Torota Motors is a truck manufacturing company and it is developing a cost accounting system for all its branches. It has decided to create 4 cost centers those are Department 1 and Department 2 that deals directly with production while Department 3 and Department 4 are service cost centers.

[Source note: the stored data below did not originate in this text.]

Issue #293, opened 2018-05-16
Report elections with no geometry


chris48s:
As noted in https://github.com/DemocracyClub/EveryElection/pull/284#discussion_r188529699
Sometimes we may need to create these, but often/usually if they exist this indicates an error we should fix or a piece of work we need to keep sight of.

What's the best way to deliver this info? Scheduled management command? Notifications in `/admin` ?

chris48s:
Turns out there is already a handy `list_divisions_without_geography` command knocking about which we can use as a base. Maybe mod this so it exits with not-zero if it finds anything and run it daily..

chris48s:
I'm going to close this as https://github.com/DemocracyClub/EveryElection/pull/365 makes this information visible via /admin

PR #343, opened 2018-06-27
Manage Organisations via /admin

chris48s:
This PR allows us to create and manage the meta-data to handle changes to organisations, organisation names, boundary changes, etc affecting organisations via /admin. Hopefully it is a bit easier to review than the last one. There is slightly less code! :D

The one missing piece of this puzzle is that we also need a way to attach the actual boundary to an `OrganisationGeography` record. Having fiddled with things a bit, I have decided that the easiest way to manage this is to:

* manage all the meta-data (setting start/end dates etc) via /admin
* allow an `OrganisationGeography` record to be initially created with a NULL geography
* do #293 so that if we leave any without boundaries, we'll get some kind of notification
* create a management command to import a single boundary from BoundaryLine or similar (I'll look at this next, but will probs do it as a standalone PR)

I've added quite a lot of lines of code here and no tests, but it is mostly 'declarative' stuff and is not end-user facing so I'm inclined not to spend a lot of time trying to unit test it. If there is anything I've added here which you think would benefit from having tests, let me know in review.

TODO: Since we're going to do this infrequently and it the process is _slightly_ fiddly (e.g: if you create a new `Organisation` but forget to set up any `ElectedRole`s for it, you won't be able to create any elections), I'll add some docs to the wiki as well.

### DIFF
--- a/every_election/apps/organisations/management/commands/list_divisions_without_geography.py
+++ b/every_election/apps/organisations/management/commands/list_divisions_without_geography.py
@@ -10,28 +10,36 @@ from organisations.models import (
 
 class Command(BaseCommand):
 
+    def output_org(self, org):
+        self.stdout.write("\t {} {}, {}: {} ({})".format(
+            org.territory_code,
+            org.official_identifier,
+            org.start_date.isoformat(),
+            org,
+            org.official_identifier)
+        )
 
     def handle(self, **options):
         seen = set()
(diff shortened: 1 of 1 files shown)


symroe:
Great stuff! I reckon we might iterate the admin interfaces as we use them over time, but this is a great improvement :)

Issue #100, opened 2017-11-06
Better processes/tooling around boundary reviews


chris48s:
Refs "do boundaries properly"

1. We need a better record of when we last imported/modified boundaries from Boundary Commission reviews
2. We need a better record of when we last checked http://www.lgbce.org.uk/current-reviews (not necessarily the same as when we last imported - sometimes we'll look at this and decide we don't need to do anything)
3. We need a better way to identify when there is new content we need to review at http://www.lgbce.org.uk/current-reviews (scraper/boundary bot)

chris48s:
in progress, see https://github.com/DemocracyClub/boundary-bot/issues

chris48s:
Docs: Once I've cleared the backlog, as I work through the process of dealing with ECOs on a rolling basis, produce some documentation for how we handle this moving forwards.

chris48s:
Also to think about under this issue: how do we make our state reproducible?

First questions to answer there are probably 'how did we get to where we started from' and 'could we get there again if we wanted to?'

chris48s:
Also, do we want to retrospectively attach GSS codes to replace temp identifiers once boundaries imported through this process appear in Boundary Line. If so how?

Would doing so increase "reproducibility"?

If we _don't_ do this do we start to hit issues with non-unique identifiers in future. e.g: if we've curried `ABC:central` in one generation and there's also a "central" in the next generation, is it a problem to have `ABC:central` in 2 generations if we haven't backported the previous one to be `X01000001` yet?

chris48s:
>Also, do we want to retrospectively attach GSS codes to replace temp identifiers once boundaries imported through this process appear in Boundary Line

Answer: Yes we should. Not doing so makes our data harder to re-use because it is difficult to attach it to published boundaries once coded versions are available.

Also, we should consider providing some mechanism for users to get the boundaries via our API - at least in the cases where we are using the pre-Boundary Line releases as there is no other convenient source for them.

chris48s:
Interesting edge case to deal with when you look at back-porting codes onto boundaries which we received pre-publication:

Marple South/Marple South and High Lane - name changed but not the boundary at local level: http://democracy.stockport.gov.uk/mgConvert2PDF.aspx?ID=128900&ISATT=1#search=%22marple%20south%22 but no boundary change.

Code E05000795 needs to exist with 2 different names. Think that is fine as long as there are 2 `DivisionSet`s, but needs checking.

chris48s:
[...]

Issue #56, opened 2017-07-20
Handle official IDs better


symroe:
We have a `gss` field on `Organisation`, but in a lot of cases this isn't actually a GSS code (going forward we won't have GSS codes for anywhere at the point of import).

We should rename the field to something, but also support different ID schemes for one object.

chris48s:
maybe sensible to look at this with #98 ?

chris48s:
Does moving the GSS code on to the geography and the changes in https://github.com/DemocracyClub/EveryElection/commit/1997287f6a0a8933a341e3ca1de2ff27e10443cd in PR #315 solve this, or is there further work to do in order to close this?

PR #353, opened 2018-07-04
Attach codes from BoundaryLine to divisions imported from LGBCE

chris48s:
One of the things we need to do as part of our cycle of boundary maintenance is retrospectively attach codes to boundaries we've imported from LGBCE and assigned temporary identifiers. This PR adds a script which attempts to match up divisions in our database with temp codes to GSS codes or unit_ids in BoundaryLine and defines some of the structure that will house the next bits of BoundaryLine tooling.

Notes:

* I think it makes sense to group the BoundaryLine commands and helpers into a sub-app within organisations `organisations.boundaryline`. I might also move the existing code for dealing with boundary reviews into a `organisations.boundary_reviews` or `organisations.lgbce` sub-app, but I'll do that as a separate job rather than cluttering this PR with it.
* I've bacially taken [the simplest approach possible](https://github.com/DemocracyClub/EveryElection/commit/2670e30cf43795d9a82d67142be2d4f40c28d77c) to making sure we store official ids and can still refer to our temp ids. It would be nice to have a `DivisionCode` entity allowing us to store N codes against any `Division` object, but I think going off on that tangent now is going to be too much of a distraction at this point. Maybe that dovetails nicely with....
* I've decided to use `unit_ids` for CEDs because the main thing I'm concerned about at this stage is being able to tie our data to BoundaryLine but there may also be a secondary case for using http://geoportal.statistics.gov.uk/datasets?q=county%20electoral%20division%20names%20and%20codes&sort=name to also attach a GSS code to help others wanting to tie our data to other datasets. I'm not going to worry about this for the moment though. Ideally these codes will magically appear in BoundaryLine in future though, which would help.
* I haven't written any tests for this yet. I think I'm going to need to create some relatively realistic subset-of-BoundaryLine-fixture to run tests against, so I might wait until I've got more of this stuff written before I do that.
* I have realised that I've created migrations `0047`, `0048` etc in both this PR and #343 so whichever of these gets merged first I'm going to need to rebase and re-order the migrations. Oops.

Next Steps:

* Running this process will successfully attach codes to divisions in 99% of cases, but there will always be some handful of areas left over where we need to manually work out what to do (for various reasons, all of which are horrible). I think the most convenient way to deal with that 'mop-up' is to add some tooling to `/admin` which makes it possible to:
  * Easily identify Division records which don't have a suitable identifier
  * Manually edit Division records

  This is blocked on merge of #343 

* Once we've attached codes to `Division` objects, we also want a command (or some commands) to help us attach boundaries from BoundaryLine to `Division` objects. That will build on the work in this PR.

Closes #328
Refs #56
Refs #100


every_election/apps/core/mixins.py
```diff
@@ -41,13 +39,46 @@ def add_arguments(self, parser):
...
-    def read_local_csv(self, filename):
+    def read_from_local(self, filename):
+        return open(filename, 'rt')
+
+    def read_from_url(self, url):
+        tmp = tempfile.NamedTemporaryFile()
+        r = requests.get(url, stream=True)
+        r.raise_for_status()
+        for chunk in r.iter_content(chunk_size=1024):
+            if chunk:
```
symroe: Can you explain what this `if` statement is for?

every_election/apps/organisations/boundaryline/boundaryline.py
```diff
@@ -0,0 +1,54 @@
+from django.contrib.gis.gdal import DataSource, OGRGeometry
+from django.utils.text import slugify
+
+
+class BoundaryLine:
```
symroe: Naming bikesheding I know, but `import boundaryline.boundaryline.BoundaryLine` seems…a bit much?

Might be worth calling this file something related to what it does / is for?

Obviously this isn't super important, but it would be nice to reduce the duplication a little :)

every_election/apps/organisations/boundaryline/boundaryline.py
```diff
@@ -0,0 +1,54 @@
...
+
+    def __init__(self, filename):
+        ds = DataSource(filename)
+        if len(ds) != 1:
+            raise ValueError("Expected 1 layer, found %i" % (len(ds)))
+        self.layer = ds[0]
+
+    def normalize_name(self, name):
```
symroe: This feels like something that needs some documentation and tests :) Reading this, I don't really understand what it's for. Can you add a docstring at least?

If it's only used for matching, can you call it something like `normalize_name_for_matching` (or whatever) as on first reading this looked like you were changing names that we use.

every_election/apps/organisations/boundaryline/boundaryline.py
```diff
@@ -0,0 +1,54 @@
...
+            if self.normalize_name(feature.get('name')) == division_name:
+                match = self.get_code_from_feature(feature)
+                matches = matches + 1
+            if matches > 1:
+                # ...but we also need to be a little bit careful
+                print('Found >1 matches for division {div}'.format(
+                    div=div.official_identifier))
+                return None
+
+        return match
```
symroe: For YNR's ResultsBot 🤖 I used a [console based picker](https://github.com/DemocracyClub/yournextrepresentative/blob/master/ynr/apps/resultsbot/matchers/mappings.py#L7) that saved the mapping (in a file that could be committed or saved somewhere). It might be worth considering something like this in future, to save the work of manually matching on each environment we run this.

symroe:
> I haven't written any tests for this yet. I think I'm going to need to create some relatively realistic subset-of-BoundaryLine-fixture to run tests against, so I might wait until I've got more of this stuff written before I do that.

Fair enough – do you see that as part of this PR? Dropping 5% coverage isn't amazing, so we'll have to remember to come back and improve tests as a dedicated PR if you think it's best to wait.

every_election/apps/core/mixins.py
chris48s: Apparently we needed this to filter out keep-alives, but tbh I just cargo-culted it from the docs: http://docs.python-requests.org/en/latest/user/advanced/#streaming-requests

However, re-reading this with fresh eyes, I realise that `requests` provides a poor abstraction over this and we can reduce this whole block to a single line by using the standard library, so I've just [done that instead](https://github.com/DemocracyClub/EveryElection/pull/353/commits/af1962129d038abb8bf573810feb18ed5b666717) :D

every_election/apps/organisations/boundaryline/boundaryline.py
chris48s: Yep from `organisations.boundaryline.boundaryline import BoundaryLine` is a bit much. An option to give it a cleaner import signature would be to import the class in the app's `__init__.py` so the import can reduce to `organisations.boundaryline import BoundaryLine`

every_election/apps/organisations/boundaryline/boundaryline.py
chris48s: Clarified in d52fa81 . I've split out and added some tests for some bits that doesn't require a BoundaryLine 'fixture' to test it.

every_election/apps/organisations/boundaryline/boundaryline.py
chris48s: I think the level of 'investigation' needed into each case where a match can't be found makes an interactive management command a bad choice in this case. I think I want it to spit out a list so I can go and puzzle over them rather than stop for each one and ask me for a decision now.

In terms of replicating the work in multiple environments..

The way I'm envisaging this process is:

* Run this
* It updates the DB in 99% of cases
* Work out what has happened in the other 1% of cases, work out how to fix them + fill in the gaps in `/admin`
* Now we've got codes against everything, move on to importing boundaries

but another equally valid process would be:

* Run this
* It doesn't change the DB, but spits out a file with [temp id --> proper id] mappings in 99% of cases and placeholders in the other 1%
* Work out what has happened in the other 1% of cases, work out how to fix them + fill in the placeholders in the file
* Import the file to update the DB
* Now we've got codes against everything, move on to importing boundaries

On the one hand: you do have a good point that if we can generate a mapping locally, we overcome the issue that unzipping BoundaryLine and reading it into memory isn't going to go well on a `t2.micro`. If we split this into 2 processes (one to generate a [temp id --> proper id] mapping file and a second to import it), we could generate the file in one place and run the more lightweight import on a micro instance. Also we can run a slow thing less times.

On the other hand: after doing this, the next thing we need to do (although I haven't wirrten the code for it yet) will read BoundaryLine in and import boundaries from it, so we're still going to need a beefier instance to do that. As such, we're still going to need to run some subset of this suite of commands from a higher spec instance so I'm not sure it gives us much gain from that perspective. Running a slow thing fewer times is still advantageous though.

Using either method we will be able to tie our temp ids to the offficial ids we attach later.

Running this process over 2 years' worth of boundary review backlog on my machine takes about 6 minutes.

This is a process we would expect to perform once per year as we move forwards, usually processing one year's worth of backlog.

Does that additional info on the tradeoffs involved here clarify your thinking on this?

chris48s:
> do you see that as part of this PR?
> we'll have to remember to come back and improve tests as a dedicated PR

My intention is definitely to write tests for all this. I see adding tests for this code happening in a follow-up PR which adds additional management commands to the `boundaryline` app. I think I've got a higher chance of testing the right things and spending less time on it if I do it that way.

My preference for the next sequence of events would be that we merge this PR so we can get the data model changes/migrations into `master` and then I can do the work on `/admin` which depends on those (although depending on your options about [this](https://github.com/DemocracyClub/EveryElection/pull/353#discussion_r200171698), maybe that becomes less important?) and further work on BoundaryLine management commands as separate PRs (probably one for `/admin` stuff and another one or two for further BoundaryLine stuff).

There are other options though:

* I can write tests for this next instead of moving on to the scripts to import boundaries from BoundaryLine.
* I could split this into 2 PRs: one which makes data model changes which can be merged ahead of this, rebase this onto it, continue adding BoundaryLine stuff to this PR and block the merge pending tests. Then I can do the `/admin` stuff separately but based on top of the migrations which get merged separately.
* We could do this as another 'long running branch' like #315 where we review it in stages. The advantage we have here (which was not true for #315) is that if we merge this, it doesn't really change anything user-facing. If I deploy this today, the impact is an basically that an additional management command (which doesn't have tests yet) exists.

Let me know which you prefer.

chris48s:
Rather than attempt an elaborate rebase manoeuvre I'm just going to merge this and the next chapter will end up making some further changes to this.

The following overhead details have been estimated

DEPT 1 DEPT 2 DEPT 3 DEPT 4

Indirect Materials ($) 50,000 60,000 40,000 30,000

Indirect labour ($) 40,000 55,000 30,000 30,000

Indirect expenses ($) 20,000 15,000 11,000 6,500

The following costs are indirectly related to the entire manufacturing company

Miscellaneous costs 200,000 (30%, 25% 35% and 10% respectively for the cost centres)

Rent 200,000

Electricity 100,000

Machine depreciation 50,000

Welfare of staff 40,000

Insurance of machines 25,000

Insurance of premises 30,000

The following information is also available

DEPT 1 DEPT 2 DEPT 3 DEPT 4

Number of radiators 2,000 4,000 6,000 1,000

Book value of machines 80,000 60,000 40,000 20,000

Area 1,000 2,500 1,000 500

Number of employees 50 70 40 40

Number of labour hours 2,500 1,500 1,500 500

Total overheads of Department 3 are re-apportioned to the other 3 cost centres on the basis of number of employees

Total overheads of Department 4 is reapportioned to the other 2 departments on the following basis:

Department 1 60%

Department 2 40%

You are required to:

You are required to:

a) Prepare an Overhead Analysis Sheet to calculate the total overheads of each department

(35 marks)

b) Explain why departments 3 and 4 further give their overheads to department 1 and 2?